All of these subcultures are (or were) rooted in specific websites and brands: popserial.net, dump.fm, hipsterunoff, ello.co, rhizome.org, /b, Macintosh Plus, Feminist Frequency, Yung Lean. They failed, sometimes due to the "observation effect", sometimes due to bad behavior by the part of their founders, or sometimes just to entropy. These subcultures only matter to small, incestuous groups of people, except when they "fuck up". The Millennial failure to create scalable alternative institutions has meant that many younger people are in retreat, along with the weird friends they made elsewhere on the Internet.






Often, it seems that all that remains of old subcultures like Tumblr, LiveJournal, or Neopets are the Facebook friendships. These are the online relationships that people loved enough to bring into the sphere of Facebook, the realm of real life.

Facebook, Real Life, and "Normies"

For many, Facebook has become the social network where "real life" happens. It's where people announce their new achievements, relationships, marriages, and children. But what if you don't have any of these things? What if you don't have a "real life"?

Image macros from the alternative meme Facebook group, "People that Aumm
sometimes and are also... ooohhhh....."

"I guess I got into 'weird facebook' after I failed out of college and was living with my parents," said Lucas, the owner of a page dedicated to music memes. "No one called it [weird facebook] at the time obviously, I had no idea what I was doing. I added some weird musicians and writers that I was into. Eventually I added so many of these people that facebook started suggesting more of them, and I'd get a bunch of requests."

The suggested friends of a Weird Facebook user.

"This was like, four years ago? Now I have hundreds of mutual friends with people who I've never met, and never will meet. My mom sometimes asks me about weird things that she sees 'on my facebook'. I guess everything I do shows up in her newsfeed because she has so few friends."

The Scalability of Weird Facebook

There's a tension between the "normal" usage of Facebook and the alternative users, who want to use Facebook like they used tumblr or a personal blog. There's also a tension between the sophisticated, ambitious 'culture world' users of facebook and those just want to do weird things on Facebook for the hell of it, because Facebook provides an excellent platform for shitposting.

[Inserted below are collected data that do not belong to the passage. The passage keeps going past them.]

PR #1444, opened 2024-10-29
Pull the Ubuntu 22.04 image from Amazon instead of Dockerhub

pshipton:
Related to the Nov 15, 2024 change in Docker's subscription model, and ease of building the image at companies building the docs image for testing.

I tried building locally using the instructions at https://github.com/eclipse-openj9/openj9-docs/wiki/Testing-OpenJ9-MkDocs-dependencies and it worked.

### DIFF
--- a/buildenv/Dockerfile
+++ b/buildenv/Dockerfile
@@ -20,7 +20,7 @@
 # SPDX-License-Identifier: EPL-2.0 OR Apache-2.0 OR GPL-2.0-only WITH Classpath-exception-2.0 OR GPL-2.0-only WITH OpenJDK-assembly-exception-1.0
 #
 
-FROM ubuntu:22.04@sha256:6042500cf4b44023ea1894effe7890666b0c5c7871ed83a97c36c76ae560bb9b
+FROM public.ecr.aws/lts/ubuntu:22.04_stable@sha256:1582c29f34a48752e406f1a261fe9545fad895da3f6bb4be55bc82485557564e
 MAINTAINER openj9.bot <openj9.bot@gmail.com>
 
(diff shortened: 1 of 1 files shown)


buildenv/Dockerfile
```diff
@@ -20,7 +20,7 @@
 # SPDX-License-Identifier: EPL-2.0 OR Apache-2.0 OR GPL-2.0-only WITH Classpath-exception-2.0 OR GPL-2.0-only WITH OpenJDK-assembly-exception-1.0
 #
 
-FROM ubuntu:22.04@sha256:6042500cf4b44023ea1894effe7890666b0c5c7871ed83a97c36c76ae560bb9b
+FROM public.ecr.aws/lts/ubuntu:22.04_stable@sha256:1582c29f34a48752e406f1a261fe9545fad895da3f6bb4be55bc82485557564e
```
keithc-ca, line 23: How does this improve security? Either way by specifying a SHA256 hash, we'll get the image we expect.

Also, why is the hash changing?

pshipton: It's not an attempt to improve security, it's just a change to use amazon to get the image instead of dockerhub. I hard coded the hash I got from pulling the amazon image. The latest hash at dockerhub is different from what we've been using, we should be regularly updating the image to the latest which we haven't been doing. The latest hash at dockerhub isn't the same as the one at amazon, possibly they are updated at different times and don't necessary have the same content.

AdamBrousseau:
Should we kick off the image rebuild?
https://openj9-jenkins.osuosl.org/view/Website-Doc/job/Build-Doc-Docker_Container/

pshipton:
Yes, I should have done that. I've started it now.
https://openj9-jenkins.osuosl.org/view/Website-Doc/job/Build-Doc-Docker_Container/42

PR #1526, opened 2025-05-23
Remove unwanted colon in reference to `-XXallowvmshutdown` option

keithc-ca:


keithc-ca:
Credit to @babsingh for noticing the error.

pshipton (approved):

PR #64, opened 2016-03-30
Add Event Check-in with QR Code Scanning

mercuryseries:
Add a Web Platform for Event Check-In via QR Code.


daveearley:
Nice work! I tested it on mobile also and it seems to perform well. Cheers!

mercuryseries:
Thanks. You're welcome!

composer.json
```diff
@@ -25,7 +25,8 @@
         "omnipay/paypal": "*",
         "omnipay/bitpay": "dev-master",
         "omnipay/coinbase": "dev-master",
-        "barryvdh/laravel-ide-helper": "^2.1"
+        "barryvdh/laravel-ide-helper": "^2.1",
```
gamerwalt: I thought this should be in require-dev?

PR #79, opened 2016-04-20
Postgres compatibility

ylecuyer:
Those are some changes I had to make to have Attendize run with postgresql.

I did not test all the screens/functionalities so additional changes may be required.

### DIFF
--- a/app/Models/EventStats.php
+++ b/app/Models/EventStats.php
@@ -49,7 +49,7 @@ class EventStats extends \Illuminate\Database\Eloquent\Model
     {
         $stats = $this->firstOrNew([
             'event_id' => $event_id,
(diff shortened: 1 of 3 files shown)


app/Models/EventStats.php
```diff
@@ -93,8 +93,8 @@ public function updateTicketsSoldCount($event_id, $count)
     {
         $stats = $this->firstOrNew([
             'event_id' => $event_id,
-            'date'     => DB::raw('CURDATE()'),
-        ]);
```
daveearley: Thanks for this! the only issue is the missing square bracket here.

ylecuyer: Fixed

daveearley:
Thanks @ylecuyer !

PR #89, opened 2016-05-09
Fix for non-unique modal IDs

JapSeyz:
Hey. I noticed that there were several elements with the if "general", and it bugged the account settings modal. I simply added a suffix to prevent this issue from happening again.

Documentation of the issue: [Video](https://www.youtube.com/watch?v=QbeKxNKyZAE)


daveearley:
Nice one, cheers!

PR #100, opened 2016-05-13
I18n

ylecuyer:
**Base for i18n**

Each organiser account has a locale attribute, current page display accordingly to this locale if connected, in english otherwise.
	
Each attendee has a locale attribute (english by default), when sending mail locale should be changed to match attendee locale (see last commit 7413d59).

TODO: replace all the hard coded text with the corresponding `trans()`

In order to generate the locale files use the following command : `php artisan localization:missing -n -b -c -l "■■■■■■■"`

A `dummy` locale has been added and should be used for development purpose only. In this locale every text translates to ■■■■■■■, therefore, given a page it's easy to see what need to be translated.

In order to activate this locale, you must change the locale attribute in the `users` or `attendees` table


daveearley:
Very nice start, cheers!

PR #103, opened 2016-05-21
Fixed installer

ylecuyer:
Added key generation
Added database type selection
Added dependency and optional dependencies


daveearley:
Cheers @ylecuyer !

PR #110, opened 2016-05-22
First revision of Modularity

JapSeyz:
Uses same coding/commenting style.

@TODO is to create a fork of https://github.com/pingpong-labs/modules and change the stubs. Currently, it is necessary to manually extend the MyModuleController and set the routing namespace, I want to do that automatically by pulling it a forked version of PingPong-labs/modules.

Photography and statuses by Anthony F Liseno.  Liseno unintentionally became
a part of Weird Facebook thanks to the company's friend suggestion algorithm,
which runs on
over 50 servers with 144 Gigabytes of memory
each.

It's hard to point at any one thing that can represent Weird Facebook. There's no one page or person that defines weird facebook, and this is part of what makes weird facebook robust. Weird Facebook is an emergent property of a certain network of people, not an aesthetic that someone pushed as part of an agenda. The networked nature of Weird Facebook is what will allow it to scale, and allow it to survive scandal or changing fashions. Weird Facebooks rests upon a vivid virtual reality created by millions of man-years of engineering, a reality that's hard to match anywhere else on the Internet.